* [WHAT YOU HAVE TO DO]: The entries below are to be reproduced in full, exactly as written.

* [DATA FOR THIS EXERCISE]:

##########

PR #88, opened 2021-08-01
finally fixing the example error

duckmopsi:


src/doc/errors.ts
```diff
@@ -596,7 +596,7 @@ function example(index) {
             <tscript do-not-run>
 var array = [0, 1, 2, 3, 4, 5];
 function example(index) {
-    return function index] () {         # here the error occurs, because behind index a comma or closing bracket is expected
+    return function [index () {         # here the error occurs, because behind index a comma or closing bracket is expected
```
Jartreg, line 599: I think you are mistaking error IDs here. This is the documentation for error `se-35` (see line 585). Your new example code yields an error because of a missing comma or closing bracket, which is error `se-31`:

The new example code causing se-31

You can see that this is the error message for `se-31`:

https://github.com/TGlas/tscript/blob/9f3dee15b0dfcc9424ed00092b416fa4784c3b1f/src/lang/errors/ErrorHelper.ts#L152-L153

And the documentation for `se-31` is elsewhere:

https://github.com/TGlas/tscript/blob/9f3dee15b0dfcc9424ed00092b416fa4784c3b1f/src/doc/errors.ts#L535-L557

This means that the example code _was_ correct before, only the comment didn't fit:

The old example code causing se-35

https://github.com/TGlas/tscript/blob/9f3dee15b0dfcc9424ed00092b416fa4784c3b1f/src/lang/errors/ErrorHelper.ts#L158-L159

It's not the example code that needs to be changed but just the comment. Maybe something like this would work:

```suggestion
    return function index] () {         # here the error occurs, because before `index`, an opening bracket is expected
```

Jartreg (changes requested):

##########

* [RESULT OF THE EXERCISE]:
PR #88, opened 2021-08-01
finally fixing the example error

duckmopsi:


src/doc/errors.ts
```diff
@@ -596,7 +596,7 @@ function example(index) {
             <tscript do-not-run>
 var array = [0, 1, 2, 3, 4, 5];
 function example(index) {
-    return function index] () {         # here the error occurs, because behind index a comma or closing bracket is expected
+    return function [index () {         # here the error occurs, because behind index a comma or closing bracket is expected
```
Jartreg, line 599: I think you are mistaking error IDs here. This is the documentation for error `se-35` (see line 585). Your new example code yields an error because of a missing comma or closing bracket, which is error `se-31`:

The new example code causing se-31

You can see that this is the error message for `se-31`:

https://github.com/TGlas/tscript/blob/9f3dee15b0dfcc9424ed00092b416fa4784c3b1f/src/lang/errors/ErrorHelper.ts#L152-L153

And the documentation for `se-31` is elsewhere:

https://github.com/TGlas/tscript/blob/9f3dee15b0dfcc9424ed00092b416fa4784c3b1f/src/doc/errors.ts#L535-L557

This means that the example code _was_ correct before, only the comment didn't fit:

The old example code causing se-35

https://github.com/TGlas/tscript/blob/9f3dee15b0dfcc9424ed00092b416fa4784c3b1f/src/lang/errors/ErrorHelper.ts#L158-L159

It's not the example code that needs to be changed but just the comment. Maybe something like this would work:

```suggestion
    return function index] () {         # here the error occurs, because before `index`, an opening bracket is expected
```

Jartreg (changes requested):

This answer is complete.